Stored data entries
▼
PR #14758, opened 2022-08-09
Clarify Support Policy for Cloud vs Self-Hosted

gemma-shay:
https://cockroachlabs.atlassian.net/browse/DOC-3007

Part of the ticket request was to put the self-hosted and cloud support policies on the same page, which I don't think would make sense. Confirmed instead that each support policy page specifies which product it's for and links to the other one.

### DIFF
--- a/cockroachcloud/upgrade-policy.md
+++ b/cockroachcloud/upgrade-policy.md
@@ -5,7 +5,7 @@ toc: true
 docs_area: manage
 ---
 
-This page describes the upgrade policy for {{ site.data.products.db }}.
+This page describes the upgrade policy for {{ site.data.products.db }}. For self-hosted clusters, see the CockroachDB [Release Support Policy](../releases/release-support-policy.html).
 
 {{ site.data.products.db }} supports the latest major version of CockroachDB and the version immediately preceding it. Support for these versions includes patch version updates and security patches.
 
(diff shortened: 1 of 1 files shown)


cockroachcloud/upgrade-policy.md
▲
# TO DO
What is needed is an exact transcription of every entry above.

# WRITTEN SOLUTION
PR #14758, opened 2022-08-09
Clarify Support Policy for Cloud vs Self-Hosted

gemma-shay:
https://cockroachlabs.atlassian.net/browse/DOC-3007

Part of the ticket request was to put the self-hosted and cloud support policies on the same page, which I don't think would make sense. Confirmed instead that each support policy page specifies which product it's for and links to the other one.

### DIFF
--- a/cockroachcloud/upgrade-policy.md
+++ b/cockroachcloud/upgrade-policy.md
@@ -5,7 +5,7 @@ toc: true
 docs_area: manage
 ---
 
-This page describes the upgrade policy for {{ site.data.products.db }}.
+This page describes the upgrade policy for {{ site.data.products.db }}. For self-hosted clusters, see the CockroachDB [Release Support Policy](../releases/release-support-policy.html).
 
 {{ site.data.products.db }} supports the latest major version of CockroachDB and the version immediately preceding it. Support for these versions includes patch version updates and security patches.
 
(diff shortened: 1 of 1 files shown)


cockroachcloud/upgrade-policy.md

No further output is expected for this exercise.